§ BRIEF
In your reply, reproduce the lines from the first one below to the line containing "To test, the", inclusive, exactly as they stand.

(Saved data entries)
——
PR #1167, opened 2024-11-16
Fix time gap with RTC millis() overflow

jvasileff:
The millis state was internally represented with a 32 bit number, using timer_overflow_count as the high 16 bits, and RTC.CNT as the low 16 bits. The max value before overflow was 0xFFFFFFFF (or 4294967295) which corresponded to about 4194303999ms given the timer's frequency of 1024Hz. But then, one millisecond later, after overflow, the internal value 0x0 would correspond to 0ms, skipping all millisecond values between (inclusive) 4194304000 and 2^32-1, causing an apparent time warp into the future by 100663296ms or 28 hours.

After this commit, the internal representation is in milliseconds, which results in no time warp.

----

To test, the following code can be used, which both checks for gaps in the returned value of `millis()` and the accuracy of `millis()` over repeating intervals.

```c
#include <Arduino.h>

const int INTERVAL_MS = 2000; // must be < 4195 for 16MHz clock
const int TOLLERANCE_MS = INTERVAL_MS / 20 + 1;

uint32_t lastIntervalMillis = 0;

void startTimerA0() {
    // raise TCA_SINGLE_OVF_bm every INTERVAL_MS

    uint16_t top = (F_CPU / 1000) * INTERVAL_MS / 1024; // Assuming a prescaler of 1024
    TCA0.SINGLE.CTRLA = 0; // Stop the timer
    TCA0.SINGLE.CTRLD = 0; // Ensure the timer is not in split mode
    TCA0.SINGLE.PER = top; // Set the period value
    TCA0.SINGLE.CNT = 0; // Initialize the count to 0
    TCA0.SINGLE.INTFLAGS = TCA_SINGLE_OVF_bm; // Clear the overflow flag
    TCA0.SINGLE.CTRLA = TCA_SINGLE_CLKSEL_DIV1024_gc | TCA_SINGLE_ENABLE_bm; // Set the prescaler and enable the timer
}

void setup() {
    Serial.begin(115200);
    Serial.println("Starting up");
    Serial.flush();

    startTimerA0();
    lastIntervalMillis = millis();
}

boolean timerTriggered() {
    if (TCA0.SINGLE.INTFLAGS & TCA_SINGLE_OVF_bm) {
        TCA0.SINGLE.INTFLAGS = TCA_SINGLE_OVF_bm;
        return true;
    }
    return false;
}

void loop() {
    static uint32_t lastMessageMillis = millis() / 1000UL * 1000UL;
    static uint32_t lastLoopMillis = millis();
    uint32_t currentLoopMillis = millis();

    if (currentLoopMillis - lastMessageMillis >= 1000) {
        Serial.printf("%lums: Running, all ok\n", currentLoopMillis);
        lastMessageMillis += 1000;
    }

    boolean error = false;

    if (timerTriggered()) {
        uint32_t elapsed = currentLoopMillis - lastIntervalMillis;
        lastIntervalMillis = currentLoopMillis;
        if ((elapsed > INTERVAL_MS + TOLLERANCE_MS)
                || (elapsed < INTERVAL_MS - TOLLERANCE_MS)) {
            Serial.println("Error: elapsed per millis() does not match interval");
            Serial.printf("    elapsed: %lu, interval: %i\n", elapsed, INTERVAL_MS);
            error = true;
        }
    }

    if (currentLoopMillis - lastLoopMillis > 1) {
        Serial.println("Error: millis() jumped");
        error = true;
    }

    if (error) {
        Serial.printf("    lastLoopMillis:    %lu\n", lastLoopMillis);
        Serial.printf("    currentLoopMillis: %lu\n", currentLoopMillis);
        Serial.println("halting.");
        while (true);
    }

    lastLoopMillis = currentLoopMillis;
}
```

Since the rollover problem only occurs after about 48 days, the following patch can be applied to `wiring.c` to queue rollover in 64 seconds:

```diff
diff --git i/megaavr/cores/megatinycore/wiring.c w/megaavr/cores/megatinycore/wiring.c
index 4fa43ae4..55ef9ecf 100644
--- i/megaavr/cores/megatinycore/wiring.c
+++ w/megaavr/cores/megatinycore/wiring.c
@@ -1431,6 +1431,7 @@ void __attribute__((weak)) init_millis()
       pTCD->INTCTRL        = 0x01; // enable interrupt
       pTCD->CTRLA          = TIMERD0_PRESCALER | 0x01; // set clock source and enable!
     #elif defined(MILLIS_USE_TIMERRTC)
+      timingStruct.timer_overflow_count = 0xffff;
       while(RTC.STATUS); // if RTC is currently busy, spin until it's not.
       // to do: add support for RTC timer initialization
       RTC.PER             = 0xFFFF;
```

With this, running the test program produces the following output:

```
...
4194300000ms: Running, all ok
4194301000ms: Running, all ok
4194302000ms: Running, all ok
4194303000ms: Running, all ok
0ms: Running, all ok
Error: millis() jumped
    lastLoopMillis:    4194303999
    currentLoopMillis: 0
halting.
```

After this PR is applied, the following can be used to queue rollover to verify the fix:

```diff
diff --git i/megaavr/cores/megatinycore/wiring.c w/megaavr/cores/megatinycore/wiring.c
index 3cd8ae59..7d09aaab 100644
--- i/megaavr/cores/megatinycore/wiring.c
+++ w/megaavr/cores/megatinycore/wiring.c
@@ -1391,6 +1391,7 @@ void __attribute__((weak)) init_millis()
       pTCD->INTCTRL        = 0x01; // enable interrupt
       pTCD->CTRLA          = TIMERD0_PRESCALER | 0x01; // set clock source and enable!
     #elif defined(MILLIS_USE_TIMERRTC)
+      timingStruct.timer_millis = 0xffffffffUL - 10000UL; // start 10 seconds before overflow
       while(RTC.STATUS); // if RTC is currently busy, spin until it's not.
       // to do: add support for RTC timer initialization
       RTC.PER             = 0xFFFF;
```

and the test program produces the following output:

```
...
4294964000ms: Running, all ok
4294965000ms: Running, all ok
4294966000ms: Running, all ok
4294967000ms: Running, all ok
704ms: Running, all ok
1704ms: Running, all ok
2704ms: Running, all ok
3704ms: Running, all ok
...
```

### DIFF
--- a/megaavr/cores/megatinycore/wiring.c
+++ b/megaavr/cores/megatinycore/wiring.c
@@ -171,12 +171,8 @@ uint8_t __PeripheralControl = 0xFF;
   #define MILLIS_INC (millisClockCyclesToMicroseconds(TIME_TRACKING_CYCLES_PER_OVF)/1000)
 
   struct sTimeMillis {
-    #if (defined(MILLIS_USE_TIMERB0) || defined(MILLIS_USE_TIMERB1) || defined(MILLIS_USE_TIMERB2) || defined(MILLIS_USE_TIMERB3) || defined(MILLIS_USE_TIMERB4))     // Now TCB as millis source does not need fraction
+    #if (defined(MILLIS_USE_TIMERRTC) || defined(MILLIS_USE_TIMERB0) || defined(MILLIS_USE_TIMERB1) || defined(MILLIS_USE_TIMERB2) || defined(MILLIS_USE_TIMERB3) || defined(MILLIS_USE_TIMERB4))     // Now TCB as millis source does not need fraction
       volatile uint32_t timer_millis;   // That's all we need to track here
-
-    #elif defined(MILLIS_USE_TIMERRTC)  // RTC
-      volatile uint16_t timer_overflow_count;
-
     #else                               // TCAx or TCD0
       //volatile uint16_t timer_fract;
       //volatile uint32_t timer_millis;
@@ -191,10 +187,8 @@ uint8_t __PeripheralControl = 0xFF;
   // Now for the ISRs. This gets a little bit more interesting now...
   #if defined (MILLIS_USE_TIMERRTC)
     ISR(MILLIS_TIMER_VECTOR) {
-      // if RTC is used as timer, we only increment the overflow count
-      // Overflow count isn't used for TCB's
       if (RTC.INTFLAGS & RTC_OVF_bm) {
-        timingStruct.timer_overflow_count++;
+        timingStruct.timer_millis += 64000;
       }
       RTC.INTFLAGS = RTC_OVF_bm | RTC_CMP_bm; // clear flag
     }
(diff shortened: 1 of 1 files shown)


SpenceKonde:
That is a nasty bug you found. Time travel is not permitted! Especially not by 28 hours, that's long enough to buy a winning lotto ticket.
——
§ SOLUTION TO THE EXERCISE
PR #1167, opened 2024-11-16
Fix time gap with RTC millis() overflow

jvasileff:
The millis state was internally represented with a 32 bit number, using timer_overflow_count as the high 16 bits, and RTC.CNT as the low 16 bits. The max value before overflow was 0xFFFFFFFF (or 4294967295) which corresponded to about 4194303999ms given the timer's frequency of 1024Hz. But then, one millisecond later, after overflow, the internal value 0x0 would correspond to 0ms, skipping all millisecond values between (inclusive) 4194304000 and 2^32-1, causing an apparent time warp into the future by 100663296ms or 28 hours.

After this commit, the internal representation is in milliseconds, which results in no time warp.

----

To test, the following code can be used, which both checks for gaps in the returned value of `millis()` and the accuracy of `millis()` over repeating intervals.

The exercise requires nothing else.